Глава4. Шаги через бездну

Первый короткий прыжок мы сделали через десять часов, когда остыли генераторы. Три минуты подпространственного времени. Три минуты слепого «молока» за бортом, три минуты, за которые на мостике никто не дышал.

Выход. Встряска — гораздо мягче первой. Звёзды.

— Навигационная?

— Привязка есть... Прошли ноль целых двадцать девять сотых светового года. Отклонение по времени... — Танака подняла голову и первый раз за эти сутки улыбнулась. — Шесть суток, капитан. Мы потеряли шесть суток. Не лет — суток.

По мостику прокатился общий выдох. Ланге на своём посту молча сжал кулак.

Так началась наша дорога домой. Прыжок — пауза — привязка к звёздам — перерасчёт — снова прыжок. Мы шли, как идёт человек по льду весенней реки: короткими шагами, замирая и слушая, не трещит ли бездна под ногами. Каждый шаг съедал от четверти до половины светового года и стоил нам от четырёх до девяти суток обычного времени. После каждого выхода Ланге со своей группой на несколько часов зарывался в журналы двигателя и уточнял модель; к шестому прыжку она стала давать надёжный прогноз. Черновики Петра он держал на отдельном экране, как икону.

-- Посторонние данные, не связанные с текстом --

PR #173, opened 2022-03-21
Adding support for ED25519 to all the `*_cert` resources

detro:
Context: #150

By moving all the utilities related to `*_cert` in `common_cert.go`, and doing the same for `*.key`, it is now easy to have the same support for Key Algorithm across the board.

With this, all the certs support ED25519 private keys, without any code specific for this in their implementation.

Additionally, the fields `*_key_algorithm` used in the `*_cert` resources are now all marked as `Optional` and `Deprecated`: the plan is to release 3.2.0 first, then change those fields to `Computed` (i.e. exposing the inferred algorithm), and then release a 4.0.0. This (should be) in accordance with our guidelines: https://www.terraform.io/plugin/sdkv2/best-practices/deprecations.

#### Today 

```
"key_algorithm": &schema.Schema{
  Type:     schema.TypeString,
  Required: true,
  ForceNew: true,
```

#### 3.2.0 (i.e. this PR)

```
"key_algorithm": &schema.Schema{
  Type:       schema.TypeString,
  Optional:   true,
  ForceNew:   true,
  Deprecated: "DEPRECATION MESSAGE"
```

This will:

1. inform user with a warning that the field should not be used anymore
2. if the user complies, the state gets updated with the removal of the string from it

At this point, we release 3.2.0

#### 4.0.0 (future PR)

```
"key_algorithm": &schema.Schema{
  Type:       schema.TypeString,
  Computed:   true,
```

This will:

1. allow the provider to `.Set("key_algorithm")`
2. the state is updated with the computed value

### DIFF
--- a/internal/provider/common_cert.go
+++ b/internal/provider/common_cert.go
@@ -461,3 +461,52 @@ func distinguishedNamesFromSubjectAttributes(nameMap map[string]interface{}) *pk
 
 	return result
 }
+
+func parseCertificate(d *schema.ResourceData, pemKey string) (*x509.Certificate, error) {
+	block, err := decodePEM(d, pemKey, "")
+	if err != nil {
+		return nil, err
+	}
+
+	certs, err := x509.ParseCertificates(block.Bytes)
+	if err != nil {
+		return nil, fmt.Errorf("failed to parse %s: %s", pemKey, err)
+	}
+	if len(certs) < 1 {
+		return nil, fmt.Errorf("no certificates found in %s", pemKey)
+	}
+	if len(certs) > 1 {
+		return nil, fmt.Errorf("multiple certificates found in %s", pemKey)
+	}
+
+	return certs[0], nil
+}
+
+func parseCertificateRequest(d *schema.ResourceData, pemKey string) (*x509.CertificateRequest, error) {
+	block, err := decodePEM(d, pemKey, CertificateRequest.String())
+	if err != nil {
+		return nil, err
+	}
+
+	certReq, err := x509.ParseCertificateRequest(block.Bytes)
+	if err != nil {
+		return nil, fmt.Errorf("failed to parse %s: %s", pemKey, err)
+	}
+
+	return certReq, nil
+}
+
+func certificateToMap(cert *x509.Certificate) map[string]interface{} {
+	return map[string]interface{}{
+		"signature_algorithm":  cert.SignatureAlgorithm.String(),
+		"public_key_algorithm": cert.PublicKeyAlgorithm.String(),
+		"serial_number":        cert.SerialNumber.String(),
+		"is_ca":                cert.IsCA,
+		"version":              cert.Version,
+		"issuer":               cert.Issuer.String(),
+		"subject":              cert.Subject.String(),
+		"not_before":           cert.NotBefore.Format(time.RFC3339),
+		"not_after":            cert.NotAfter.Format(time.RFC3339),
+		"sha1_fingerprint":     fmt.Sprintf("%x", sha1.Sum(cert.Raw)),
+	}
+}
--- a/internal/provider/common_cert.go
+++ b/internal/provider/common_cert.go
@@ -349,7 +349,7 @@ func createCertificate(d *schema.ResourceData, template, parent *x509.Certificat
 	if err != nil {
 		return fmt.Errorf("error creating certificate: %s", err)
 	}
-	certPem := string(pem.EncodeToMemory(&pem.Block{Type: Certificate.String(), Bytes: certBytes}))
+	certPem := string(pem.EncodeToMemory(&pem.Block{Type: PreambleCertificate.String(), Bytes: certBytes}))
 
 	validFromBytes, err := template.NotBefore.MarshalText()
 	if err != nil {
@@ -485,7 +485,7 @@ func parseCertificate(d *schema.ResourceData, pemKey string) (*x509.Certificate,
 }
 
 func parseCertificateRequest(d *schema.ResourceData, pemKey string) (*x509.CertificateRequest, error) {
-	block, err := decodePEM(d, pemKey, CertificateRequest.String())
+	block, err := decodePEM(d, pemKey, PreambleCertificateRequest.String())
 	if err != nil {
 		return nil, err
 	}
--- a/internal/provider/common_cert.go
+++ b/internal/provider/common_cert.go
@@ -122,10 +122,14 @@ func setCertificateSubjectSchema(s map[string]*schema.Schema) {
 	}
 
 	s["key_algorithm"] = &schema.Schema{
-		Type:        schema.TypeString,
-		Required:    true,
-		ForceNew:    true,
-		Description: "Name of the algorithm used when generating the private key provided in `private_key_pem`.",
+		Type:     schema.TypeString,
+		Optional: true,
+		ForceNew: true,
+		Deprecated: "This is now ignored, as the key algorithm is inferred from the `private_key_pem`. " +
+			"It it will be made read-only in the next major release.",
+		Description: "Name of the algorithm used when generating the private key provided in `private_key_pem`. " +
+			"**NOTE**: this is deprecated and ignored, as the key algorithm is now inferred from the key. " +
+			"It it will be made read-only in the next major release.",
 	}
 
 	s["private_key_pem"] = &schema.Schema{
--- a/internal/provider/common_cert.go
+++ b/internal/provider/common_cert.go
@@ -124,6 +124,7 @@ func setCertificateSubjectSchema(s map[string]*schema.Schema) {
 	s["key_algorithm"] = &schema.Schema{
 		Type:       schema.TypeString,
 		Optional:   true,
+		Computed:   true,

Корабль тем временем становился другим. Боевое расписание, введённое после совета, из формальности превратилось в быт. Сингх гонял свои экипажи по двенадцать часов в сутки; пять истребителей и десять разведчиков стали двадцатью — лаборатория-мастерская, задуманная под исследовательские зонды, круглосуточно печатала и собирала корпуса по чертежам, которые Сингх с Крамер перекраивали под единственную задачу: воевать с тем, чего никто из нас не видел.

Асгейрссон со своей группой раз за разом прогонял запись последних часов Земли, выжимая из обрывков всё, что можно: «они бьют по всему, что излучает...» — значит, наводятся на электромагнитный след; вышли у Юпитера — значит, умеют прыгать в гравитационный колодец звезды куда точнее нас; уничтожили орбитальный флот за шесть часов — значит, о прямом бое лучше не думать вовсе.

Менялись и люди. В первые недели после совета стало тихо так, как бывает у постели тяжелобольного. Инженеры-исследователи, набранные изучать чужие миры, вдруг оказались командой ковчега, идущего к пепелищу.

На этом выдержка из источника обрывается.